╔══

PR #924, opened 2023-09-02
Add github templates for issues and PRs

BKasin:
When opening a new issue or pull request, templates will be provided that can be filled in.

In the case of Issues, 4 options will be given for a template to start with (bug report, feature/enhancement request, new hardware support, and general question), as well as an option for a blank issue. Choosing one of the template will automatically tag the issue. To see what this looks like, you can go here:

https://github.com/BKasin/aredn/issues/new/choose

### DIFF
--- a/.github/ISSUE_TEMPLATE/bug.md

╚══

> _Problem to solve_: Copy each entry exactly. Omit none.

> _Output below_:
PR #924, opened 2023-09-02
Add github templates for issues and PRs

BKasin:
When opening a new issue or pull request, templates will be provided that can be filled in.

In the case of Issues, 4 options will be given for a template to start with (bug report, feature/enhancement request, new hardware support, and general question), as well as an option for a blank issue. Choosing one of the template will automatically tag the issue. To see what this looks like, you can go here:

https://github.com/BKasin/aredn/issues/new/choose

### DIFF
--- a/.github/ISSUE_TEMPLATE/bug.md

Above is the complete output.